#### THE PROBLEM
If a line in the entries below holds the string "still", copy it.

[Stored records]
= Beginning of Section =

Issue #3839, opened 2023-04-30
[DOC] Follow-up of the redesign of the documentation


legalsylvain:
this issue lists the changes made to the documentation.
If you are interested by the documentation, please review issue / PRs that are marked as "To review".

CC @etobella, @bguillot, @hbrunn, @StefanRijnhart, @pedrobaeza

**Note :**
- the up to date documentation is available [here](https://oca.github.io/OpenUpgrade/)
- a backup of the OCA documentation before refactoring is available [here](https://legalsylvain.github.io/openupgrade-old-documentation/).
 
### Already reviewed and merged 

<details>
  <summary>(Click to expand)</summary>

- January 25 : discussion about the interest of having a branch dedicated to documentation #3702 and validation. (April 28)
- April 29 : Issue about the broken documentation following the switch to the 16.0 branch : #3836
- April 30 : Initialization of the 'documentation' branch. #3837
- april, 30 : [FIX] Missing API references, for specific methods for openupgrade 12.0, 13.0 and 16.0 #3838 
- May, 1st : [REF] Switch to sphinx_rtd_theme #3841
- May, 1st : [REF] Refactor files that describes the branch and add text that indicates how to develop the documentation locally #3840
- May, 3 : [FIX] Do not ignore output path. (Fix 'View page source ' broken links) #3849 
- May, 7 : [REF] Remove ``docs`` folder and ``docsource`` folders (except coverage file) and related CI. + Update readme file in the recent openupgrade branches. (14.0, 15.0, 16.0). (see @pedrobaeza [comment](https://github.com/OCA/OpenUpgrade/issues/3839#issuecomment-1529640264)) + Update documentation when coverage files changed in "main" branches, for the branches : 
    - 16.0 :  #3853 +  #3855
    - 15.0 : #3859
    - 14.0 : #3860
- May, 16 : [REF] Move openupgradelib API Section in openupgradelib documentation (and make openupgradelib documentation up to date, the last update was in 2015).
    - openupgrade PR : https://github.com/OCA/OpenUpgrade/pull/3863 
    - openupgradelib PR : https://github.com/OCA/openupgradelib/pull/318 + https://github.com/OCA/openupgradelib/pull/324
- June, 1: Preliminary work : clean the intro part. #3902
- June, 1 : [REF] Documentation remove obsolete files #3903 
- June, 21 : 
    - [FIX] [10.0] modules coverage : remove title #3921
    - [12.0] modules coverage : remove title #3922
[...]

PR #3918, opened 2023-06-19
[16.0][OU-ADD] payment

remytms:
Changes:
- `acquirer` is now `provider`
- some fields and xmlids moved from `payment` to `account_payment`

Details in the `upgrade_analysis_work` file.

Testing is partial, because there is no migration script for the `account` module. Therefore the upgrade fails. But at least, the migration script for `payment` does not fail.


openupgrade_scripts/scripts/payment/16.0.2.0/upgrade_analysis_work.txt
```diff
@@ -0,0 +1,213 @@
...
+payment      / account.payment          / authorized_transaction_ids (many2many): module is now 'account_payment' ('payment')
+payment      / account.payment          / payment_token_id (many2one)   : module is now 'account_payment' ('payment')
+payment      / account.payment          / payment_transaction_id (many2one): module is now 'account_payment' ('payment')
+payment      / account.payment          / refunds_count (integer)       : module is now 'account_payment' ('payment')
+payment      / account.payment          / source_payment_id (many2one)  : module is now 'account_payment' ('payment')
+payment      / account.payment          / suitable_payment_token_ids (many2many): module is now 'account_payment' ('payment')
+payment      / account.payment          / transaction_ids (many2many)   : module is now 'account_payment' ('payment')
+payment      / account.payment          / use_electronic_payment_method (boolean): module is now 'account_payment' ('payment')
+payment      / account.payment.method.line / payment_acquirer_id (many2one): DEL relation: payment.acquirer
+# TODO: theses fields needs to be moved to account_payment which is a new module that needs to be installed
```
remytms: I'm not sure how to handle this. Should I:

1. move these models and fields to `account_payment` and triggering the installation of `account_payment`.
2. backup these data and make a script in `account_payment` to get these data back again.

I'm in favor of the option 1. But I'm not sure how to trigger `account_payment` installation.

Am I wrong ? How to perform that ? :)

legalsylvain: Hi @remytms. 
>  triggering the installation of ``account_payment``

It is not necessary I think, as ``account_payment`` is installed if account is installed :
- V15 payment depends on account and auto_installable. [see](https://github.com/odoo/odoo/blob/15.0/addons/payment/__manifest__.py#L9-L35).
- V15 ``account_payment`` depends on account and is not auto_installable. [see](https://github.com/odoo/odoo/blob/15.0/addons/account_payment/__manifest__.py#L9).

BUT : 
- V16 account_payment is installed if account is installed. (and so force the installation of payment...)[see](https://github.com/odoo/odoo/blob/16.0/addons/account_payment/__manifest__.py#L8-L9). 

-> You can test in V16, install a fresh database with ``-i account`` and you'll see that payment and account_payment are installed.
-> That's a new odoo way to split "features" but force to have the features installed together.

So move of ``account`` fields in other ``account_payment`` installed module doesn't require work IMO (if fields are not renamed / has no changes).

What do you think @pedrobaeza ? 

regards.

remytms: Hi @legalsylvain ,

So, yes, we can assume that starting from a install on 15.0, if `payment` is installed on this DB, `account` will be also. And we cannot assume that `account_payment` is installed.

I don't know when the installation of `account_payment` will be triggered during the upgrade mechanism. Also I think that `account` and `payment` can be updated in any order, as they do not depends each other.

If moving theses models and field in the `pre-migration.py` script of `payment`, what will happen if after that `account_payment` is installed (either automatically by the upgrade mechanism or manually) ? Will it drop columns and tables and create new ones, or will it understand that there is existing models and fields that already exists in the database and that does need to be created again ?

Regards

legalsylvain: > So, yes, we can assume that starting from a install on 15.0, if payment is installed on this DB, account will be also. And we cannot assume that account_payment is installed.

In V16, if account is installed, it will force the installation of account_payment, so the installation of payment.
But if payment is installed, account will not be installed.

> I don't know when the installation of account_payment will be triggered during the upgrade mechanism. Also I think that account and payment can be updated in any order, as they do not depends each other.

- 'account' depends on 'base_setup', 'product', 'analytic', 'portal', 'digest'
- 'payment' depends : 'portal'
- 'account_payment' depends on 'account', 'payment'

So, the update order will be : 
- account, ..., payment, ... account_payment
- OR payment ..., account, ... account_payment

> I don't know when the installation of account_payment 

Yes, I have to write a page in the openupgrade documentation on that topic ! 

> Will it drop columns and tables and create new ones, or will it understand that there is existing models 

columns are not dropped. if you create a table (or a colum) a  before the load of the module thats "declares" that model (/ field) the database will be reused and not recreated. That's the core mecanism of upgrade. That's why we prepopulate "computed fields" in pre-migration, before the load of the module, to make it faster.

See for exemple : https://github.com/OCA/OpenUpgrade/pull/3873
review welcome in all the PR present here BTW https://github.com/OCA/OpenUpgrade/issues/3839 ;-)

remytms: Ok, so I think I have enough information to decide.

The module `account_payment` will always loads after the update of `payment` module. So moving the fields in the pre-migration script of `payment` is ok. :)

remytms:
@legalsylvain Can you reference this PR with the OCABot ? :)

openupgrade_scripts/scripts/payment/16.0.2.0/upgrade_analysis_work.txt
```diff
@@ -0,0 +1,417 @@
...
+DEL payment.acquirer: payment.payment_acquirer_ogone (noupdate)
+DEL payment.acquirer: payment.payment_acquirer_paypal (noupdate)
+DEL payment.acquirer: payment.payment_acquirer_payulatam (noupdate)
+DEL payment.acquirer: payment.payment_acquirer_payumoney (noupdate)
+DEL payment.acquirer: payment.payment_acquirer_sepa_direct_debit (noupdate)
+DEL payment.acquirer: payment.payment_acquirer_sips (noupdate)
+DEL payment.acquirer: payment.payment_acquirer_stripe (noupdate)
+DEL payment.acquirer: payment.payment_acquirer_test (noupdate)
+DEL payment.acquirer: payment.payment_acquirer_transfer (noupdate)
+# NOTHING TO DO: replaced by payment.provider element (see below)
```
carmenbianca: Are we sure about this? The user could have put modifications in these records that will not be carried over to the newly created records.

remytms: I'm pretty sure there is no change by the user on theses data. It contains data like this:

```xml

    <record id="payment_acquirer_adyen" model="payment.acquirer">
        <field name="name">Adyen</field>
        <field name="display_as">Credit Card (powered by Adyen)</field>
        <field name="image_128" type="base64" file="payment_adyen/static/src/img/adyen_icon.png"/>
        <field name="module_id" ref="base.module_payment_adyen"/>
        <field name="description" type="html">
            <p>
                A payment gateway to accept online payments via credit cards, debit cards and bank
                transfers.
            </p>
            <ul class="list-inline">
                <li class="list-inline-item"><i class="fa fa-check"/>Online Payment</li>
                <li class="list-inline-item"><i class="fa fa-check"/>Payment Status Tracking</li>
            </ul>
        </field>
        <!-- https://www.adyen.com/payment-methods -->
        <field name="payment_icon_ids"
               eval="[(6, 0, [
                   ref('payment.payment_icon_cc_bancontact'),
                   ref('payment.payment_icon_cc_maestro'),
                   ref('payment.payment_icon_cc_mastercard'),
                   ref('payment.payment_icon_cc_visa'),
                   ref('payment.payment_icon_cc_discover'),
                   ref('payment.payment_icon_cc_diners_club_intl'),
                   ref('payment.payment_icon_cc_jcb'),
                   ref('payment.payment_icon_cc_unionpay'),
               ])]"/>
    </record>
```

to 

```xml
    <record id="payment_provider_adyen" model="payment.provider">
        <field name="name">Adyen</field>
        <field name="display_as">Credit Card (powered by Adyen)</field>
        <field name="image_128" type="base64" file="payment_adyen/static/description/icon.png"/>
        <field name="module_id" ref="base.module_payment_adyen"/>
        <!-- https://www.adyen.com/payment-methods -->
        <field name="payment_icon_ids"
               eval="[(6, 0, [
                   ref('payment.payment_icon_cc_bancontact'),
                   ref('payment.payment_icon_cc_maestro'),
                   ref('payment.payment_icon_cc_mastercard'),
                   ref('payment.payment_icon_cc_visa'),
                   ref('payment.payment_icon_cc_discover'),
                   ref('payment.payment_icon_cc_diners_club_intl'),
                   ref('payment.payment_icon_cc_jcb'),
                   ref('payment.payment_icon_cc_unionpay'),
               ])]"/>
    </record>
```

carmenbianca: Users can absolutely modify these records.

Screenshot from 2023-07-03 18-09-56

In any case, currently after migration, you just get duplicates of everything:

```sql
> select id, name from payment_provider where cast(name->'en_US' as text) ilike '%mollie%';
+----+---------------------+
| id | name                |
|----+---------------------|
| 5  | {"en_US": "Mollie"} |
| 23 | {"en_US": "Mollie"} |
+----+---------------------+
SELECT 2
```

openupgrade_scripts/scripts/payment/16.0.2.0/upgrade_analysis_work.txt
```diff
@@ -0,0 +1,417 @@
...
+# DONE: pre-migration: moved to payment.provider
+
+payment      / payment.acquirer         / pending_msg (html)            : DEL
+# DONE: pre-migration: moved to payment.provider
+
+payment      / payment.acquirer         / pre_msg (html)                : DEL
+# DONE: pre-migration: moved to payment.provider
+
+payment      / payment.acquirer         / provider (selection)          : DEL required, selection_keys: ['none']
+# NOTHING TO DO: Not needed anymore.
```
carmenbianca, line 113: This column still exists in the database after migration. Is that normal?

I do need this column to exist in my post-migration script in #3965, but it can be deleted afterwards as far as I'm concerned.

pedrobaeza: > This column still exists in the database after migration. Is that normal?

Yes, OU doesn't remove any column by design for preserving the maximum amount of data. You can remove it afterwards passing `database_cleanup`.

openupgrade_scripts/scripts/payment/16.0.2.0/upgrade_analysis_work.txt
remytms: Hum, indeed. I did not watch other field of the model. I will look deeper at this.

Thanks for pointing this out. :)

remytms: I think that I fixed it. :)

Renamed xmlids, added payment_provider in noupdate_changes, and loaded it.

stefan-tecnativa (approved):
LGTM! As account has already been merged, this can go on as well? TT42266

@pedrobaeza

pedrobaeza:
Hi, @remytms, thanks for the migration.

I have redone it in #4193 (as I can't push here) for being totally correct. Please take notes for other scripts you do of the following comments:

- No need to comment each line on the work file. If several of them apply the same comment, just group them and put the comment at the end of the block. It's also OK to reorder the lines to make the blocks larger.
- The same applies if there are non consecutive lines and both refers to the same action (model removed and model added for example): reorder them to go together in the same block with the same comment.
- There's no need anymore to use update_module_moved_fields. It's covered natively in OpenUpgrade till version 14, and by Odoo since them: https://github.com/OCA/openupgradelib/blob/d0aee908031876a95dc36c7a9a2c847186155aa2/openupgradelib/openupgrade.py#L3039-L3040
- There were some XML-IDs renamings that are not real, as they don't exist in target (Alipay, Ogone, etc). I have remove them.
- And for the remaining noupdate old records, you have to try to remove them with the corresponding method.
- For new noupdate records, there's nothing to do, so noupdate changes are not needed. They are new!
- And finally, for the noupdate changes, only real changes should be put. If not, any customization done by the user is lost, so better to keep changes at minimum.

remytms:
Hi @pedrobaeza 

Thanks for your comments. I take good note of your advice. :)

PR #3919, opened 2023-06-20
[14.0][OU-IMP] hr_timesheet: Remove permission group_timesheet_manager from user base.default_user

victoralmau:
Remove permission `group_timesheet_manager` from user `base.default_user`

Although odoo adds it at https://github.com/odoo/odoo/blob/14.0/addons/hr_timesheet/security/hr_timesheet_security.xml#L30 I think this permission should not be added for several reasons:
- Until now the user did not have this permission and it is strictly not necessary for a "basic" user.
- Having this permission inherits `hr.group_hr_user`, which in turn inherits `base.group_private_addresses` (which is quite controversial).

@Tecnativa TT44013


pedrobaeza (commented):
Please comment it instead of removing it for knowing that it was there, but explicitly disabled.

But I agree with the change.

PR #3920, opened 2023-06-20
[16.0][OU-ADD] account_payment: Nothing to do

remytms:
All the needed work is done in the pre-migration script of the `payment` module.


remytms:
Related to this PR: https://github.com/OCA/OpenUpgrade/pull/3918

legalsylvain:
/ocabot migration account_payment

<dependency></dependency>

victoralmau (approved):

chienandalu (commented):
Should we take care of this new init hook?: https://github.com/odoo/odoo/blob/16.0/addons/account_payment/__init__.py#L16

pedrobaeza:
Such hook is creating automatically an `account.payment.method`:

https://github.com/odoo/odoo/blob/16.0/addons/account_payment/models/payment_provider.py#L77

I think that's needed for migration, as we should have already created them in the previous version, but a double confirmation is interesting.

Meisolsson:
Hi,

I've tested this. For the "standard" payment providers it's fine since they included the method data in XML. But if you for instance created a provider manually in version 14 that provider will not have a method created i version 15 och 16. By that we should probably do that migration in 14 -> 15 and this can stay as is.

Meisolsson:
Actually there is one problem here but it comes from an failure in 14 -> 15. Relevant issue here: #4257.

mostafabarmshory:
Dear all,
This is not marked as a fixed task in `Migration to version 16.0`. Is it required to be checked? Can you give a feedback?

remytms:
Since the issue raised by @chienandalu was fixed [in 15.0](https://github.com/OCA/OpenUpgrade/pull/4259) by @Meisolsson, I think that this PR can be validated. Do you agree ?

chienandalu (approved):

PR #3932, opened 2023-06-28
[16.0][OU-ADD] gamification: Load the noupdate_changes

duyquyen96:
Load the noupdate_changes file.


legalsylvain (approved):
Noupdate change review. LGTM

Réf https://github.com/OCA/OpenUpgrade/blob/16.0/openupgrade_scripts/scripts/gamification/16.0.1.0/noupdate_changes.xml

SonCrits (approved):

pedrobaeza:
I see that there's no deletion of the translations, so the scripts are incomplete. Please do another PR with such thing. Also reviewing the noupdate changes, current openupgradelib method is deleting all the translations of the record, while if only a few fields change (like in this case `name`), it's too much, so we should consider adding an optional field list to the method for only deleting that ones.

Issue #1028, opened 2020-11-18
Secondary literature table rename: migration tasks


fjorba:
There are a few db migration tasks for the secondary literature table rename.  As they are scattered among different issues, I think that it is better to document them in a single one, so @xhero can find it easily:

Table "catalogues" (rename to: "publications", see #975)

Columns:

t.string "name"  (_rename to_: "short_name", see #1027)
               (_new integer field_ -> "record_type", see #1013)
t.string "author"
               (_new string field_ -> "author_d", to match sources table)
t.string "description" (_rename to_: "title", see #626)
               (_new string field_ -> "title_d", to match sources table)
t.string "revue_title" (_rename to_: "journal", see #626)
               (_new string field_ -> "journal_d", to match sources table)
t.string "volume"
               (_new string field_) -> "number" (not discussed yet anywhere, but it is needed)
t.string "place"
t.string "date"
t.string "pages"
t.integer "wf_audit", default: 0
t.integer "wf_stage", default: 0
t.string "wf_notes"
t.integer "wf_owner", default: 0
t.integer "wf_version", default: 0
t.integer "src_count", default: 0
t.datetime "created_at"
t.datetime "updated_at"
t.text "marc_source"     (change type to: mediumtext, see #792)
t.integer "lock_version", default: 0, null: false
t.index ["name"], name: "index_catalogues_on_name"
t.index ["wf_stage"], name: "index_catalogues_on_wf_stage"

xhero:
I did the first step! The others (like renaming) will need a bit of testing so I would like to do them as a next step. We are planning a release next week, I think we can add all these mods just after (we plan another one in a month or so)

fjorba:
Of course; please let me know which steps am I supposed to do, because I cannot easily distinguish them.  I think that db migration changes should be done by you, @xhero, but if you consider that there is something  in the software that I should take care of, please let me know and I'll do my best.

PR #1043, opened 2020-12-15
Allow different templates for secondary literature

fjorba:
This patch is the second version of the first step towards having different
templates for secondary literature.  It synchronises some code and
configuration files from sources so now, when creating a new record, appears
a menu with a single choice, the legacy template.

This version takes into account the catalogues to publications rename and it
adds the locale entries compatible with the i18n reorganisation.

There are yet no new fields (like record type) or tag changes.


fjorba:
This patch updates and replaces #1017.

config/locales/de.yml
```diff
@@ -246,6 +246,9 @@ de:
     individual_entry_threatise_printed: "Theoreticum, gedruckt - Teileintrag der Sammlung"
     single_threatise_printed: "Theoreticum, gedruckt - Individualeintrag"
   
+    legacy_templates: "LEGACY TEMPLATES"
```
ahankinson, line 249: The locales are updated upstream in https://github.com/rism-digital/translations. Any changes here will be overwritten when we next sync them up.

Also, we are trying to not put "placeholders" in the language files, so every new entry should be translated into its appropriate language before being added.

app/admin/publication.rb
```diff
@@ -1,14 +1,14 @@
 ActiveAdmin.register Publication do
-
```
ahankinson, line 2: Having these changes in this patch makes it difficult to review this change.

config/locales/de.yml
fjorba: I just followed @xhero advice: https://github.com/rism-ch/muscat/pull/1017#issuecomment-721639815

So, which is the preferred way now?

app/admin/publication.rb
fjorba: I understand, but Emacs strips those extra spaces for me.  In fact, there are so many in Muscat that it is difficult for me to stop Emacs to strip them everywhere else.  Shouldn't be a policy in Muscat, like in other projects, to strip them before commiting them?  I know that there are git hooks for that.

fjorba: On the other hand, I have just seen that from the Github web interface it is possible to hide whitespace changes, using the icon in the middle of the **Review changes**  button line.

fjorba:
May I do anything to help the approval of this path?

xhero:
Sorry! I'm a bit late on this track, I will follow a review shortly!

xhero:
Everything in the patch seems ok to me, for the moment we can keep then placeholder since they are in the "interface" language file.
I only have one question: where do you store the resulting record_type? In Source there is a dedicated field, but I can't find one here.

fjorba:
> I only have one question: where do you store the resulting record_type? In Source there is a dedicated field, but I can't find one here.

It's requested in #1028 (I've also put some other requests on hold, because maybe there are better solutions).

xhero:
ok, for the moment I would add a record_type as you suggest, I can also rename title to description

xhero:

= End of Section =

#### RESPONSE BELOW
carmenbianca, line 113: This column still exists in the database after migration. Is that normal?
pedrobaeza: > This column still exists in the database after migration. Is that normal?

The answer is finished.